Healy: Final question — a lot of world leaders are curious about what kind of America they will get under President Trump in the next four years. What would you tell them?
French: Trump’s second victory should be a signal to the world: Don’t think of Trump’s relative isolationism as a phase that will soon pass, but as perhaps a harbinger of an enduring change in American temperament. If your strategy for international stability depends on American leadership, it’s time to consider a Plan B.
Polgreen: When I get the chance to meet world leaders, I try to listen more than talk. But there is a strain of tremendous global resentment toward American leadership, and I would imagine a profound sense of relief among many world leaders that the United States is led by someone who doesn’t pretend it is about anything but self-interest. I don’t think that bodes particularly well for the rest of us ordinary folk, who have to live in this complicated, interconnected world.

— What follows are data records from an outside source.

PR #54, opened 2023-07-13
[DOP-3838]: Move synonyms to root directory

branberry:


seungpark (approved):
this LGTM. minor offline debate for /resources vs /src/data but no huge preference 👍 as long as its copied over in Dockerfile

PR #56, opened 2023-07-25
DOP-3859 separate endpoints

seungpark:


src/Query.ts
```diff
@@ -294,222 +297,203 @@ export class Query {
...
-    });
-    parts.push({
-      text: {
-        query: terms,
-        path: 'tags',
-        score: { boost: { value: 10 } },
-      },
-    });
+  getAggregationQuery(searchProperty: string[] | null): any[] {
+    // getAggregationQuery(searchProperty: string[] | null, facetFilters: FacetFilters): any[] {
```
rayangler, line 349: Should we remove this commented code?

src/Query.ts
```diff
@@ -294,222 +297,203 @@ export class Query {
...
+  const filter: Filter<Document> = {};
+  for (const [key, value] of searchParams) {
+    if (!key.startsWith('facets.')) {
+      continue;
     }
+    const facetNames = key.replace('facets.', '').split('>');
+    for (let facetIdx = 0; facetIdx < facetNames.length; facetIdx++) {
+      // hierarchy facets denoted by >
+      // each facet node requires a facet property, at every even level
+      if (facetIdx % 2 === 1) continue;
```
rayangler, line 390: (Nit) I liked your logic in the other `for` loop where we just increment by 2. Is that something we can do here as well? (but keep the comment, since it's good context)

src/Query.ts
```diff
@@ -294,222 +297,203 @@ export class Query {
...
+      const facetName = facetNames[facetIdx];
+      // construct partial facet name
+      const prefix = facetIdx === 0 ? '' : facetNames.slice(0, facetIdx).join('>') + '>';
+      const facetKey = `facets.${prefix}${facetName}`;
+      // const facetKey = `facets.${facetName}`;
```
rayangler, line 395: Commented code?

src/index.ts
```diff
@@ -260,12 +262,13 @@ class Marian {
 
       throw err;
     }
-    let responseBody = JSON.stringify(results[0]);
+
+    let responseBody = JSON.stringify(results);
```
rayangler, line 266: (Super nit) `const` instead of `let` here?

src/index.ts
```diff
@@ -277,19 +280,14 @@ class Marian {
       throw new InvalidQuery();
     }
 
-    const query = new Query(rawQuery);
+    let filters = extractFacetFilters(parsedUrl.searchParams);
```
rayangler, line 283: (Super nit) `const` instead of `let` here?

rayangler (commented):
Mostly nits/cleanup, and a couple of questions

src/Query.ts
```diff
@@ -294,222 +297,203 @@ export class Query {
...
-        : { includeInGlobalSearch: true };
-
-    const compound: { should: any[]; must?: any[]; minimumShouldMatch: number } = {
+    const compound: { should: any[]; must?: any[]; filter?: any[]; minimumShouldMatch: number } = {
       should: parts,
       minimumShouldMatch: 1,
     };
 
+    if (Object.keys(this.filters).length) {
+      compound['filter'] = compound['filter'] || [];
```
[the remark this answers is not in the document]
seungpark: at the time being, no. this is the first of the case, but wanted to keep it flexible for any future additional `compound.filter` options

src/Query.ts
seungpark: removed!

src/Query.ts
seungpark: removed

src/index.ts
seungpark: done!

rayangler (approved):
LGTM!

src/Query.ts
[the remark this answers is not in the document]
rayangler: Cool, thanks for the context! Figured it was worth asking about 😄

src/Query.ts
```diff
@@ -294,222 +297,200 @@ export class Query {
...
-    const compound: { should: any[]; must?: any[]; minimumShouldMatch: number } = {
+    const compound: { should: any[]; must?: any[]; filter?: any[]; minimumShouldMatch: number } = {
       should: parts,
       minimumShouldMatch: 1,
     };
 
+    // if (Object.keys(this.filters).length) {
+    //   compound['filter'] = compound['filter'] || [];
+    //   constructAggFilters(compound['filter'], this.filters);
+    // }
```
rayangler, line 308: (Just curious) If we don't plan on supporting this, should we remove the code?

rayangler (commented):
@seungpark Sounds good, still lgtm. Leaving one comment to ask about the commented out code, mostly because I'm not sure what the plan is for it

src/Query.ts
seungpark: good point. i dont want filters. i'll remove the remnant filter logic and add you to PR 👍

PR #63, opened 2023-08-10
DOP-3787: Adding pagination to search

bianca-laube:
## Stories/Links:
[DOP-3787](https://jira.mongodb.org/browse/DOP-3787)

## Description:
This PR allows the existing route (https://docs-search-transport.mongodb.com/search) to take in a new query parameter `page` and paginate the results as necessary

Changes:
- Introduce a pool db connection and a new searchPropertyMapping module that [mimics what the app services function was doing](https://realm.mongodb.com/groups/5bad1d3d96e82129f16c5df3/apps/5d41ef5e2de84772fc7c2de2/functions/6279548c1fdab5262a3460c8). This allows the search server to have the search property mapping in memory in order to pass these into the aggregation query (see query link below)
- Allow a page query parameter and paginate the results accordingly
- Requests with no page query parameter will still be limited to 50 results (as existing), so front end does not break with this change.

**NOTES:**
-  For the existing route (without page query parameter) the filtering by `search.documents[].searchProperty` is being done in the query as shown [here (see `$match` portion of aggregation query) ](https://mongodb.splunkcloud.com/en-US/app/search/show_source?sid=1692218916.4995519&offset=0&latest_time=). This is intended so that we can get rid of the front end filtering. **In theory, this makes the front-end filtering a no-op**
- some `search.documents[]` are inconsistent in stage and prod, and hence will not show in on stage. please point out these cases so we can manually verify these are due to stage/prod differences
- the app service call to `fetchSearchPropertyMapping` was returning this extra object, removed from the new searchProperty module
```
projectToSearchMap : {cloud: "mms-cloud", onprem: "mms-onprem", cloudgov: "AtlasGov", docs: "manual", cloud-docs: "atlas",…}
```

## Staged changes and logs:
[sample stage search results](https://docs-search-transport.docs.staging.corp.mongodb.com/search?q=onprem)
[sample stage search results with pagination](https://docs-search-transport.docs.staging.corp.mongodb.com/search?q=onprem&page=1)
[search property mapping logged on stage](https://mongodb.splunkcloud.com/en-US/app/search/show_source?sid=1692219356.4996639&offset=0&latest_time=)


src/SearchPropertyMapping/index.ts
```diff
@@ -0,0 +1,156 @@
...
+    oldGenDocs.forEach((repo) => {
+      parseRepoForSearchProperties(searchPropertyMapping, repo);
+    });
+
+    const repos = await collection.find(query).toArray();
+
+    repos.forEach((r) => {
+      const repo = {
+        project: r.project,
+        search: !r.search
```
rayangler, line 131: Wouldn't `search` always exist given the query `{ search: { $exists: true } }`?

src/SearchPropertyMapping/index.ts
```diff
@@ -0,0 +1,156 @@
...
+        name: 'v5.0',
+        active: true,
+        urlSlug: 'current',
+        versionSelectorLabel: 'Version 5.0 (current)',
+      },
+      {
+        name: 'v4.4',
+        active: true,
+        versionSelectorLabel: 'Version 4.4',
+      },
```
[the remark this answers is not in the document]
seungpark: i am pro inserting into db but i just want to verify that repos_branches shouldn't have any non-xxxx entries. but guessing from this [jira](https://jira.mongodb.org/browse/DOP-3894) we can use `internalOnly` for this. wdyt

src/SearchPropertyMapping/index.ts
seungpark: good catch! removed this ternary

src/SearchPropertyMapping/index.ts
```diff
@@ -0,0 +1,156 @@
...
+      categoryTitle,
+      versionSelectorLabel: versionLabel,
+    };
+  });
+};
+
+// Look at document of a repo to create search properties for the mapping
+const parseRepoForSearchProperties = (searchPropertyMapping: SearchPropertyMapping, repo: Repo) => {
+  let categoryName = repo.search?.categoryName ?? repo.project;
+  let categoryTitle = repo.search?.categoryTitle ?? '';
```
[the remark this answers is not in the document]
seungpark: updated!

src/SearchPropertyMapping/index.ts
```diff
@@ -0,0 +1,156 @@
...
+          : {
+              categoryTitle: r.search.categoryTitle,
+              categoryName: r.search.categoryName ? r.search.categoryName : null,
+            },
+        branches: r.branches,
+      };
+      parseRepoForSearchProperties(searchPropertyMapping, repo);
+    });
+
+    console.log('the search property is ', searchPropertyMapping);
```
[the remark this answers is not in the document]
seungpark: X'ed the log

src/SearchPropertyMapping/index.ts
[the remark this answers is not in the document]
rayangler: I think that makes sense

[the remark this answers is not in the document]
seungpark: manually inserted into pool_test for now to make sure nothing breaks:

image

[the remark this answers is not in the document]
seungpark: also removed the hardcoded portion and able to return the onprem docs: https://docs-search-transport.docs.staging.corp.mongodb.com/search?q=mms&page=1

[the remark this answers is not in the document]
rayangler: Thanks! I took the liberty of updating the `name` field to `gitBranchName` just to enforce not needing to rely on `name` anymore 👍

src/SearchPropertyMapping/index.ts
```diff
@@ -0,0 +1,102 @@
...
+    // Populate mapping with oldgen docs repos that we might not currently have documents for in the repos_branches collection.
+
+    const repos = await collection.find(query).toArray();
+
+    repos.forEach((r) => {
+      const repo = {
+        project: r.project,
+        search: r.search,
+        branches: r.branches,
+      };
```
rayangler, line 86: It might be worth having this as a projection instead of needing to make a subset of the object.

Maybe something like:

```js
const repos = await collection.find(query).project<Repo>({ _id: 0, project: 1, search: 1, branches: 1 }).toArray();
```

src/SearchPropertyMapping/index.ts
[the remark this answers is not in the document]
seungpark: thanks @rayangler !!

src/SearchPropertyMapping/index.ts
```diff
@@ -0,0 +1,105 @@
...
+  const client = await MongoClient.connect(poolAtlasUri);
+  const db = client.db(dbName);
+  const collection = db.collection<Repo>(collectionName);
+  const query = {
+    search: { $exists: true },
+  };
+  const searchPropertyMapping = {};
+
+  try {
+    // Populate mapping with oldgen docs repos that we might not currently have documents for in the repos_branches collection.
```
rayangler, line 77: (Nit) We can probably remove this comment now that we have some semblance of oldgen docs in the db. Just need to be mindful of adding it to the prod db if they're not there already

rayangler (approved):
LGTM!

src/SearchIndex/index.ts
```diff
@@ -38,9 +38,10 @@ export class SearchIndex {
     this.convertedTaxonomy = {};
   }
 
-  async search(query: Query, searchProperty: string[] | null) {
+  async search(query: Query, searchProperty: string[] | null, pageNumber?: number) {
     const aggregationQuery = query.getAggregationQuery(searchProperty);
-    aggregationQuery.push({ $limit: 50 });
+    const RES_COUNT = 50;
+    const PAGINATED_RES_COUNT = 10;
     aggregationQuery.push({
```
mmeigs, line 45: I think we decided on 250? Correct me if I'm wrong. And then maybe 50 a page... I believe.

mmeigs (approved):
Yay! LGTM. Just a comment about the numbers.

src/SearchIndex/index.ts
seungpark: i will verify with design for results per page! `50 max limit` is whats currently existing (wont change), but a paginated requests should be 10 per page according to design

src/SearchPropertyMapping/index.ts
seungpark: will verify it is in prod db before merge

src/SearchIndex/index.ts
mmeigs: Ah ok, I thought Cassidy had mentioned upping that now that we had pagination. But this can be an easy change in the future if we want!

seungpark: discussed offline with Design! think we overlooked the `items per page` option in the [LG/pagination component](https://www.mongodb.design/component/pagination/example/), so we can do a followup to allow items per page as well as page in the future

https://jira.mongodb.org/browse/DOP-3787?focusedCommentId=5648099&page=com.atlassian.jira.plugin.system.issuetabpanels%3Acomment-tabpanel#comment-5648099

mmeigs: Great, thanks!!

src/SearchPropertyMapping/index.ts
seungpark: image

seungpark: ^ inserted into prod db pool.repos_branches before merge!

Stephens: It’s too soon to give into despair. The next four years are going to be disruptive. Some of it will be foolish and some of it will be just noise. But we’re in a world in which the status quo has been failing for some time, and some of the disruption is long overdue. Let’s not write off the new administration before it’s even begun.
Mr. French, Ms. Polgreen and Mr. Stephens are Opinion columnists.